Objectives: The basal forebrain cholinergic system is involved in cognitive processes that require an attentive state, an increased level of arousal, and/ or cortical activation associated with low amplitude fast EEG activity. The activity of most neurons in the basal forebrain cholinergic space is tightly correlated with the cortical EEG and the activity state. While most cholinergic neurons fire maximally during waking and REM sleep, the activity of other types of basal forebrain neurons vastly differs across different arousal and sleep states. Numerous studies have suggested a role for the basal forebrain cholinergic neurons in eliciting cortical activation and arousal. However, the intricate local connectivity within the region requires the use of cell-specific manipulation methods to demonstrate such a causal relationship.

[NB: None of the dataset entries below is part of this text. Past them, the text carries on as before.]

PR #336, opened 2023-01-25
Created polyglot rules for  cleaning up logical operations in swift

Satyam1749:
Created swift rules in demo folder at the moment.
Rules Created:
 - AND operation with true/false
 - OR operation with true/false
 - NOT operation with true/false
 - Accessing an enum case's variable


ketkarameya:
Based on our offline discussion I am closing this PR.

PR #341, opened 2023-01-31
Fix Cargo Clippy problems

ketkarameya:
Our `master` is failing because of some `cargo clippy` issue. `Clippy` is our linter. 
We have set up clippy such that, it fails if there are any linting issues for which `auto-fix` is available. 

When I look at the CI logs it shows that there are 5 warnings and 1 fix. 
When I look run cargo clippy locally i see 6 warnings and no fix. 

I am taking this opportunity to fix all the cargo clippy problems (These are not auto-fixable by cargo clippy). 
Now we have no warnings from this tool 

After I updated my local rust up toolchain, I could see those problems. I fixed them in the second commit.

### DIFF
--- a/src/lib.rs
+++ b/src/lib.rs
@@ -11,6 +11,7 @@ Copyright (c) 2022 Uber Technologies, Inc.
  limitations under the License.
 */
 
+#![allow(deprecated)] // This prevents cargo clippy throwing warning for deprecated use.
 use models::{
   edit::Edit, matches::Match, piranha_arguments::PiranhaArguments,
   piranha_output::PiranhaOutputSummary, source_code_unit::SourceCodeUnit,
--- a/src/main.rs
+++ b/src/main.rs
@@ -49,8 +49,5 @@ fn write_output_summary(
       return;
     }
   }
-  panic!(
-    "Could not write the output summary to the file - {}",
-    path_to_json
-  );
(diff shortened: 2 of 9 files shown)


lazaroclapp (approved):
LGTM!

Did we run into this because we landed some change while GitHub CI was down for Uber? Or why were these issues not caught before landing?

ketkarameya:
I did not land anything when GitHub was down. I think there was a new version of clippy that our actions used.

lazaroclapp:
> I did not land anything when GitHub was down. I think there was a new version of clippy that our actions used.
> 
> We did not catch this before landing, because I did not retrigger build for PR job before it landed (which is not an usualy practice either) but we had this PR laying around for a while (and in that time i guess clippy version was updated)

Sorry, I did not understand this explanation.

1. Aren't cargo and clippy versions fixed unless we update them? (They should be)
2. "We did not catch this before landing" ... before landing what?
3. Shouldn't PRs need to be fully rebased, and therefore retrigger CI, before landing?

lazaroclapp:
Ok, makes sense to me, I didn't realize we were getting clippy from GitHub actions and not fixed to a specific version. Seems a bit weird that we are getting changing lint rules out of our CI without manual changes, though, but I get what happened at least 🙂 . Either way, PR looks good to me.

PR #346, opened 2023-02-01
Added rules for boolean_simplification of something_or_true and true_or_something

Satyam1749:
Rules added:

1.  `abc || true => true`
2. `true || abc => true`

### DIFF
--- a/src/cleanup_rules/swift/rules.toml
+++ b/src/cleanup_rules/swift/rules.toml
@@ -51,6 +51,49 @@ groups = ["boolean_expression_simplify"]
 replace_node = "conjunction_expression"
 replace = "@lhs"
 
+#
+# Before 
+#   true || abcd()
+# After 
+#   true
+#
+[[rules]]
+name = "true_or_something"
+query = """(
+(disjunction_expression
+        lhs: [(boolean_literal) @true  
+            (tuple_expression 
+                value: (boolean_literal) @true)]
+        rhs: (_) 
+    ) @disjunction_expression
+(#eq? @true "true")
+)"""
+groups = ["boolean_expression_simplify"]
+replace_node = "disjunction_expression"
+replace = "true"
+
+
+#
+# Before 
+#   abcd || true
+# After 
+#   true
+#
+[[rules]]
+name = "some_identifier_or_true"
+query = """(
+(disjunction_expression
+        lhs: (simple_identifier)
+        rhs: [(boolean_literal) @true  
+            (tuple_expression 
+                value: (boolean_literal) @true)]
+    ) @disjunction_expression
+(#eq? @true "true")
+)"""
+groups = ["boolean_expression_simplify"]
+replace_node = "disjunction_expression"
+replace = "true"
+
 # Dummy rule that acts as a junction for all boolean based cleanups
 # Let's say you want to define rules from A -> B, A -> C, D -> B, D -> C, ... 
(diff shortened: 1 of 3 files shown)


src/cleanup_rules/swift/rules.toml
```diff
@@ -51,6 +51,49 @@ groups = ["boolean_expression_simplify"]
...
+        lhs: (_)
+        rhs: [(boolean_literal) @true  
+            (tuple_expression 
+                value: (boolean_literal) @true)]
+    ) @disjunction_expression
+(#eq? @true "true")
+)"""
+groups = ["boolean_expression_simplify"]
+replace_node = "disjunction_expression"
+replace = "true"
```
ketkarameya, line 95:
```suggestion
replace = "@lhs"
```

Since _something_ can have side effects we dont want to remove it.

Satyam1749: But if we replace `true || sample_function()` with `sample_function()` and if `sample_function()` returns false, wouldn't that be wrong?

Satyam1749: Made changes as per our offline discussion.

src/cleanup_rules/swift/rules.toml
```diff
@@ -51,6 +51,49 @@ groups = ["boolean_expression_simplify"]
...
+#   true
+#
+[[rules]]
+name = "true_or_something"
+query = """(
+(disjunction_expression
+        lhs: [(boolean_literal) @true  
+            (tuple_expression 
+                value: (boolean_literal) @true)]
+        rhs: (simple_identifier)
```
ketkarameya, line 67: Here the rhs could be wildcard right?
```suggestion
        rhs: (_) 
```

ketkarameya (changes requested):

src/cleanup_rules/swift/rules.toml
Satyam1749: we decided to change only `true || variable` right and not `true || func()` with `true`

ketkarameya: but `func()` gets short-circuited in this scenario. Here the developer does not expect that `func()` will get invoked if `lhs` is `true`.

Satyam1749: Okay, I get it. I was thinking if code is something like `TestEnum.stale_flag.isEnabled || func()` and polyglot rules convert it to `true || func()`, Should we remove `func()`.

src/cleanup_rules/swift/rules.toml
```diff
@@ -51,6 +51,49 @@ groups = ["boolean_expression_simplify"]
...
+(#eq? @true "true")
+)"""
+groups = ["boolean_expression_simplify"]
+replace_node = "disjunction_expression"
+replace = "true"
+
+
+#
+# Before 
+#   abcd() || true
```
ketkarameya, line 78:
```suggestion
#   abcd || true
```

src/cleanup_rules/swift/rules.toml
```diff
@@ -51,6 +51,49 @@ groups = ["boolean_expression_simplify"]
...
+# After 
+#   true
+#
+[[rules]]
+name = "something_or_true"
```
ketkarameya, line 83:
```suggestion
name = "some_identifier_or_true"
```

ketkarameya (approved):
LGTM, minor nits in comments

PR #347, opened 2023-02-01
Added rules for boolean_simplification of something_or_false and false_or_something

Satyam1749:
Rules added:

1.  `abc || false => abc`
2. `false || abc => abc`


ketkarameya (approved):
Looks good to me. These two added rule do not short-circuit anything unnecessarily. :)

PR #348, opened 2023-02-01
Added rules for boolean_simplification of something_and_false and false_and_something

Satyam1749:
Rules added:

1.  `abc && false => false`
2. `false && abc => false`

### DIFF
--- a/src/cleanup_rules/swift/rules.toml
+++ b/src/cleanup_rules/swift/rules.toml
@@ -52,6 +52,7 @@ groups = ["boolean_expression_simplify"]
 replace_node = "conjunction_expression"
 replace = "@lhs"
 is_seed_rule = false
+
 #
 # Before 
 #   true || abcd()
@@ -73,6 +74,8 @@ groups = ["boolean_expression_simplify"]
 replace_node = "disjunction_expression"
 replace = "true"
 is_seed_rule = false
+
+#
 #   false || abcd()
 # After 
 #   abcd()
@@ -115,6 +118,7 @@ replace_node = "disjunction_expression"
 replace = "true"
 is_seed_rule = false
 
+# Before
 #   abcd() || false
 # After 
 #   abcd()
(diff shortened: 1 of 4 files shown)


src/cleanup_rules/swift/rules.toml
```diff
@@ -94,6 +94,48 @@ groups = ["boolean_expression_simplify"]
...
+                value: (boolean_literal) @false)]
+        rhs: (_) 
+    ) @conjunction_expression
+(#eq? @false "false")
+)"""
+groups = ["boolean_expression_simplify"]
+replace_node = "conjunction_expression"
+replace = "false"
+
+#
```
ketkarameya, line 118: I know we have had an offline discussion around this. But I think it might be worth noting the intuition behind why we have this `some_identifier_and_false` rule, as a comment? You can refer to the `disjunction` rule from yesterday too.

ketkarameya (commented):
Find my comment inline.

src/cleanup_rules/swift/rules.toml
```diff
@@ -131,6 +133,49 @@ query = """(
...
 replace_node = "disjunction_expression"
 replace = "@lhs"
+#
+# Before 
+#   false && abcd()
+# After 
+#   false
+#
+[[rules]]
+name = "false_and_something"
```
ketkarameya, line 143:
```suggestion
name = "false_and_anything"
```

ketkarameya: I think since we are using `(_)`  (the wild card pattern) we should call it `anything` rather than `something`. I know this is legacy naming convention. But just something i thought about when reviewing.

src/cleanup_rules/swift/rules.toml
```diff
@@ -131,6 +133,49 @@ query = """(
...
+replace_node = "conjunction_expression"
+replace = "false"
+
+#
+# Before 
+#   abcd && false
+# After 
+#   false
+#
+# f1() && false wouldn't be simplified as f1() can have some internal processing which we don't want to clean up
```
ketkarameya, line 163:
```suggestion
# Note that this rule only applies when the lhs of the conjunction is an identifier. 
# In other scenarios (i.e. is a method invocation or some other expression) we would not simplify at all, because such expressions could have side effects
```

src/cleanup_rules/swift/rules.toml
ketkarameya: We can have a separate PR which renames `something` to `anything` when necessary too.

ketkarameya (changes requested):
Some small nits.

src/cleanup_rules/swift/rules.toml
Satyam1749: I will create a seprate PR to resolve this since alot of code with `something` has landed

ketkarameya (approved):
LGTM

Design and measurements: Here we have combined optogenetics with surface EEG recordings in freely moving mice in order to investigate the effects of acute cholinergic activation on the dynamics of sleep-to-wake transitions. We recorded from naturally sleeping animals and analyzed transitions from NREM sleep to REM sleep and/ or wakefulness in response to photo-stimulation of cholinergic neurons in substantia innominata.
Results and conclusions: Our results show that optogenetic activation of BF cholinergic neurons during NREM sleep is sufficient to elicit cortical activation and facilitate state transitions, particularly transitions to wakefulness and arousal, at a time scale similar to the activation induced by other subcortical systems. Our results provide in vivo cell-specific demonstration for the role of basal forebrain cholinergic system in induction of wakefulness and arousal.
Keywords: REM sleep; choline acetyltransferase (ChAT); electroencephalogram (EEG); horizontal limb of diagonal band (HLDB); nucleus basalis (NB); optogenetics; recordings from freely moving animals; slow wave sleep; substantia innominata (SI); transgenic mice.